William Blair aggregated the present value of
the after-tax unlevered free cash flows over the applicable forecast period, the present value of the potential tax savings expected to result from the utilization of Castlights federal net operating
losses ($50-$57 million), and the present value of the assumed terminal value. William Blair then derived a range of implied equity values per share by adding Castlights net cash of
$65.8 million as of September 30, 2021 and dividing such amount by Castlights total diluted shares outstanding as of September 30, 2021 (consisting of 28,397,210 Class A Shares,
133,733,905 Class B Shares, 5,334,943 stock options, 16,751,156 RSUs, and 810,075 PRSUs as provided by the management of the Company), as adjusted to take into account the impact of dilutive securities based on the treasury
stock method at the implied share price. This analysis resulted in a range of implied equity values of $1.33 to $2.13 per share, as compared to the Offer Price of $2.05 per share.
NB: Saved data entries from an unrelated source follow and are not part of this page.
PR #1144, opened 2022-04-27
feat: json support for warehouse destinations

Jayachand:
## Description of the change

> Json support for warehouse destinations BQ, Postgres, Redshift, Snowflake
> Assuming destination json path config to be text column with path values separated by commas ex: `testMap.nestedMap, testArray `

https://www.notion.so/rudderstacks/Json-support-in-warehouse-destinations-8a9f76ee58e543b693a88528d26c2494#5f715d8d18194d2c97c03109cffa441e

## Type of change

## Related issues

> Fix [#1]() 

### Development

- [ ] Lint rules pass locally

### Code review 


v0/destinations/rs/transform.js
```diff
@@ -21,6 +25,8 @@ function getDataTypeOverride(key, val, options) {
 function process(event) {
   const whSchemaVersion = event.request.query.whSchemaVersion || "v1";
   const whStoreEvent = event.destination.Config.storeFullEvent === true;
+  const destJsonPaths = event.destination?.Config?.jsonPaths || "";
+  console.log(destJsonPaths);
```
saikumarrs, line 29: Forgot to remove this?

Jayachand: done

warehouse/index.js
```diff
@@ -92,6 +95,40 @@ function excludeRudderCreatedTableNames(
...
+  eventType,
+  key,
+  val,
+  output,
+  columnTypes,
+  options,
+  jsonKey = false
+) {
+  const datatype = getDataType(key, val, options, jsonKey);
+  val = jsonKey && isJson(val) ? JSON.stringify(val) : val;
```
saikumarrs, line 109: The JSON check is already made in the above statement.
```suggestion
  val = datatype === "json" ? JSON.stringify(val) : val;
```

warehouse/util.js
```diff
@@ -18,9 +18,31 @@ const isObject = value => {
   );
 };
 
+const isJson = value => {
+  return value != null && (typeof value === "object" || Array.isArray(value));
```
saikumarrs, line 22: Why are arrays considered to be JSON?

saikumarrs (approved):

warehouse/util.js
Jayachand: according to warehouses, arrays can only be stored in json column type. This mapping is about under which column type incoming event columns fit in database

warehouse/index.js
saikumarrs: Can the value of `datatype` be `json` even if `val` is not a JSON?

Jayachand: No, at the time loading data into warehouse like snowflake, it will throw error if correct json string is not passed and column declared as json(variant in DB)

saikumarrs: I'm asking if we can rely on the value of the `datatype` variable so that the original check I proposed can be used. Otherwise, we can skip this.

warehouse/index.js
```diff
@@ -521,6 +565,14 @@ function processWarehouseMessage(message, options) {
   const skipTracksTable = options.integrationOptions.skipTracksTable || false;
   const skipReservedKeywordsEscaping =
     options.integrationOptions.skipReservedKeywordsEscaping || false;
+  // Add json key paths from integration options and destination config
```
psrikanth88, line 568: move these lines into a separate func?

warehouse/index.js
```diff
@@ -92,6 +95,40 @@ function excludeRudderCreatedTableNames(
...
+  utils,
+  eventType,
+  key,
+  val,
+  output,
+  columnTypes,
+  options,
+  jsonKey = false
+) {
+  const datatype = getDataType(key, val, options, jsonKey);
```
psrikanth88, line 108: shouldn't we always set the data type as JSON if its a jsonKey and stringify the value. This is to make sure that if its the first event and we create a JSON column for that field if its explicity passed in config. We do not want to create a date field etc if they have given it as json path. Makes sense?

psrikanth88 (changes requested):

warehouse/index.js
Jayachand: At the transformer stage, it still doesn't know whether it is first time or later. Setting above conflicts with PRD doc of supporting json to only arrays and map. Above scenario would be ideal if we change our approach of realising json type i.e.string,number,map & arrays. Just store everything as string
Note: 
- Postgres, Snowflake & RS json field can have number, string, maps, arrays
- BQ storing it as string always. Parser JSON functions are safe executable i.e. returns null instead of failure

warehouse/index.js
Jayachand: done

warehouse/index.js
Jayachand: Valid json entries will be marked as json. 
Datetime string is not marked as json even though it is declared as jsonKey

Jayachand: To avoid confusion to customers, datestring is considered as string

warehouse/index.js
Jayachand: logic has been changed. Only one time validation is done

saikumarrs (dismissed):

psrikanth88 (dismissed):

sivashanmukh (approved):
LGTM

sivashanmukh (approved):
LGTM

achettyiitr (approved):
LGTM

saikumarrs (approved):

On page 42, eighth full sentence is amended and restated as follows (new language underlined):
In addition, William Blair has from time to time, within the past two years, acted as a member of the underwriting syndicate for two
completed public offerings by certain affiliates an affiliate of CD&R for which William Blair has received customary approximately $3 million of compensation in the aggregate.
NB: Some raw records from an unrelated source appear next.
PR #1232, opened 2022-06-07
Bugfix(integration): DCM - add support to take custom variable from properties

akashrpo:
## Description of the change

> add support to take the custom variables from properties
   add page support

## Type of change

## Related issues

> Fix [#1]() 

### Development

- [ ] Lint rules pass locally

### Code review 


cdk/dcm_floodlight/transform.js
```diff
@@ -19,14 +19,17 @@ function appendProperties(endpoint, payload) {
...
-function transformCustomVariable(customFloodlightVariable) {
+function transformCustomVariable(customFloodlightVariable, message) {
   const customVariable = {};
   customFloodlightVariable.forEach(item => {
     if (item && !isEmpty(item.from) && !isEmpty(item.to)) {
       // remove u if already there
-      customVariable[
-        `u${item.from.trim().replace(/u/g, "")}`
-      ] = `[${item.to.trim()}]`;
+      if (get(message, `properties.${item.to.trim()}`)) {
```
sanpj2292, line 27:
```suggestion
      const propertyItem = get(message, `properties.${item.to.trim()}`);
      if (propertyItem) {
        // Not sure how important the casting to string is here
        customVariable[`u${item.from.trim().replace(/u/g, "")}`] = `${propertyItem}`;
      }
```
Can we change the implementation to this ?

cdk/dcm_floodlight/transform.js
```diff
@@ -57,7 +60,34 @@ function trackPostMapper(input, mappedPayload, rudderContext) {
...
+    if (!category && !name) {
+      throw new CustomError(
+        "[DCM Floodlight]:: category or name is required for page",
+        400
+      );
+    }
+
+    if (category && name) {
+      message.event = `Viewed ${category} ${name} Page`;
+      message.type = "track";
```
sanpj2292, line 77:
```javascript
message.type = 'track';
```
Can we move this line to Ln 74 ?

cdk/dcm_floodlight/transform.js
```diff
@@ -57,7 +60,34 @@ function trackPostMapper(input, mappedPayload, rudderContext) {
...
+      message.event = `Viewed ${category} Page`;
+      message.type = "track";
+    } else {
+      // named pages
+      message.event = `Viewed ${name} Page`;
+      message.type = "track";
+    }
+  }
+
+  event = getValueFromMessage(message, "event");
```
sanpj2292, line 89: We can simply access `message.event` directly right ?!
Is there is a specific reason to why we are using `getValueFromMessage` function here ?

cdk/dcm_floodlight/transform.js
```diff
@@ -57,7 +60,34 @@ function trackPostMapper(input, mappedPayload, rudderContext) {
 
   const baseEndpoint = "https://ad.doubleclick.net/ddm/activity/";
 
-  let event = getValueFromMessage(message, "event");
+  let event;
+  if (message.type === "page") {
+    const { category } = message.properties;
+    const { name } = message || message.properties;
+
+    if (!category && !name) {
```
utsabc, line 68: Why cant we support unnaamed and non categorised page view events? Something like `Viewed a Page`?

cdk/dcm_floodlight/config.yaml
```diff
@@ -1,11 +1,23 @@
...
+        name: "postMapper"
+      response:
+        endpoint: "{{ rudderContext.endpoint }}"
+        method: GET
+        format: JSON
+        headers:
+          User-Agent: "{{ rudderContext.userAgent }}"
+  page:
+    transformation:
+      mapperPath: ./mapping/track.yaml
```
utsabc, line 18: `track.yaml` should be change to something genric name

cdk/dcm_floodlight/transform.js
akashrpo: Viewed a page won't be mapped to any event in the config. Generally, a user provides the event/action name to a floodlight activity.

cdk/dcm_floodlight/transform.js
akashrpo: Done

cdk/dcm_floodlight/transform.js
akashrpo: Since it's a 1st level child taking it directly should be fine. Incorporated the changes

cdk/dcm_floodlight/transform.js
```diff
@@ -57,7 +58,32 @@ function trackPostMapper(input, mappedPayload, rudderContext) {
 
   const baseEndpoint = "https://ad.doubleclick.net/ddm/activity/";
 
-  let event = getValueFromMessage(message, "event");
+  let event;
+  if (message.type === "page") {
+    const { category } = message.properties;
```
utsabc, line 63: Post mapper is missing js docs plus this can be made more understandable with inline docs

cdk/dcm_floodlight/config.yaml
akashrpo: changed to DCMFloodlightConfig

cdk/dcm_floodlight/transform.js
```diff
@@ -19,14 +18,15 @@ function appendProperties(endpoint, payload) {
...
     if (item && !isEmpty(item.from) && !isEmpty(item.to)) {
       // remove u if already there
-      customVariable[
-        `u${item.from.trim().replace(/u/g, "")}`
-      ] = `[${item.to.trim()}]`;
+      const itemValue = get(message, `properties.${item.to.trim()}`);
+      if (itemValue) {
+        customVariable[`u${item.from.trim().replace(/u/g, "")}`] = itemValue;
+      }
     }
```
utsabc, line 30: We should handle for 0, false , "", null values. The competition is removing in case presence of such values.
Also we should once verify handling of boolean values liek false and true is boolean supported in dcm?

cdk/dcm_floodlight/transform.js
utsabc: One more thing which competition supports is is json style dot notation accessors wrapped as handle bar expressions example {{ context.campaign.name}} how much of an effor is that for supporting that we can use handlebar expressions

saikumarrs: We can re-use the dynamic config module for this.

cdk/dcm_floodlight/transform.js
utsabc: But the user can map `Viewed Page` as a conversion event right?

cdk/dcm_floodlight/transform.js
sanpj2292: We already support handlebars way of implementation in case of mappings as well. You can check it in `[handleMetadataForValue](https://github.com/rudderlabs/rudder-transformer/blob/master/v0/util/index.js#L556-L559)` method. That should give us a lot more flexibility. If you meant something else, let me know

cdk/dcm_floodlight/transform.js
akashrpo: Handled all the cases. Supported types are number and string

cdk/dcm_floodlight/transform.js
akashrpo: added inline comment

cdk/dcm_floodlight/transform.js
akashrpo: It is not required. I've removed it

cdk/dcm_floodlight/transform.js
utsabc: @sanpj2292 can this be done in post mapper? Because this metadata is part of construct payload

cdk/dcm_floodlight/transform.js
```diff
@@ -101,7 +135,10 @@ function trackPostMapper(input, mappedPayload, rudderContext) {
     throw new CustomError("[DCM Floodlight]:: Conversion event not found", 400);
   }
 
-  customFloodlightVariable = transformCustomVariable(customFloodlightVariable);
+  customFloodlightVariable = transformCustomVariable(
```
ItsSudip, line 138: We are considering the properties from the message only so apart from sending the message we can send the properties only. we can provide a check for if properties exist or not if CDK is not doing it in the first place.

cdk/dcm_floodlight/transform.js
akashrpo: Makes sense. Added this enhancement

cdk/dcm_floodlight/transform.js
sanpj2292: @utsabc You can import `handlebars` or `set-value` into `transform.js` & implement it

utsabc: Got it @akashrpo lets do it

cdk/dcm_floodlight/transform.js
utsabc: We are omitting boolean values doesn't dcm support boolean values?

cdk/dcm_floodlight/transform.js
utsabc: @saikumarrs we want this feature in device mode as ewll no technical blockers there?

akashrpo: As discussed added the support to take the values first from `properties` and if not found we are taking from root level `message.*`

ItsSudip (approved):

utsabc (approved):

sanpj2292 (dismissed):

cdk/dcm_floodlight/transform.js
```diff
@@ -1,10 +1,10 @@
...
 const get = require("get-value");
 const {
-  getValueFromMessage,
   removeUndefinedAndNullValues,
   isDefinedAndNotNull
 } = require("rudder-transformer-cdk/build/utils");
+const logger = require("../../logger");
 const { CustomError, getIntegrationsObj, isEmpty } = require("../../v0/util");
 
 // append properties to endpoint
```
utsabc, line 10: You can use `join` here example
```
map().join('operator')
```

utsabc: when you do `return ${key}=${payload[key]}` from map after that you append those in string function

utsabc: Screenshot 2022-06-07 at 8 19 51 PM

cdk/dcm_floodlight/transform.js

Item 8. Additional Information
Item 8 of the Schedule 14D-9 is hereby amended as follows:
On page 54, the following is added immediately after the subsection entitled Annual and Quarterly Reports:
Certain Litigation
On January 25, 2022, a
stockholder complaint was filed in the United States District Court, Northern District of California, against Castlight and the individual members of Castlights Board, captioned Shah v. Castlight Health, Inc., et al., 3:22-cv-00494 (the Shah Complaint). On January 26, 2022, a stockholder complaint was filed in the United States District Court, Southern District of
New York, against Castlight and the individual members of Castlights Board, captioned Justice v. Castlight Health, Inc., et al., Case No. 1:22-cv-00686 (the
Justice Complaint). On January 27, 2022, a stockholder complaint was filed in the United States District Court, Eastern District of New York, against Castlight and the individual members of Castlights Board, captioned
Conway v. Castlight Health, Inc., et al., Case No. 1:22-cv-00489 (the Conway Complaint). On January 31, 2022, a stockholder complaint was filed
in the United States District Court, Southern District of New York, against Castlight and the individual members of Castlights Board, captioned Lawrence v. Castlight Health, Inc., et al., Case No. 1:22-cv-00808 (the Lawrence Complaint). On February 1, 2022, a stockholder complaint was filed in the United States District Court, Eastern District of Pennsylvania, against Castlight
and the individual members of Castlights Board, captioned Whitfield v. Castlight Health, Inc., et al., Case No. 2:22-cv-00421 (the Whitfield
Complaint and together with the Shah Complaint, the Justice Complaint, the Conway Complaint, and the Lawrence Complaint, the Federal Stockholder Complaints).
Each of the Federal Stockholder Complaints assert that defendants violated Section 14(e), Section 14(d)(4) and 20(a) of the Exchange Act and certain
rules and regulations promulgated thereunder by allegedly making false and misleading statements, or failing to disclose allegedly material facts necessary to make the statements made not misleading, relating to the Merger in this Schedule 14D-9, including allegations relating to the background of the Merger, financial projections, and analyses of Castlights financial advisor.